DATA LISTING Block Start
PR #7615, opened 2026-08-11
fix: return inputs from PATCH `/dynamic-secrets`

mathnogueira:
## Context

We used to return the `inputs` on the response of the `PATH /dynamic-secrets` but it got removed. This reintroduces it as this is a required field for the terraform provider.

But it requires user to have the `ReadRootCredentials` permission, otherwise we keep returning the `inputs` as `null` to prevent leaking those values to unauthorized identities.

## Type

- [x] Fix
- [ ] Feature
- [ ] Improvement
- [ ] Breaking
- [ ] Docs
- [ ] Chore

## Checklist

- [ ] Tested locally


mathnogueira:
@greptile review it again

varonix0 (approved):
DATA LISTING Block End
→ **TASK ITEM**
Starting at the first line of the records, print each line exactly, stopping after the line that contains "We used to return".

→ **OUTPUT**
PR #7615, opened 2026-08-11
fix: return inputs from PATCH `/dynamic-secrets`

mathnogueira:
## Context

We used to return the `inputs` on the response of the `PATH /dynamic-secrets` but it got removed. This reintroduces it as this is a required field for the terraform provider.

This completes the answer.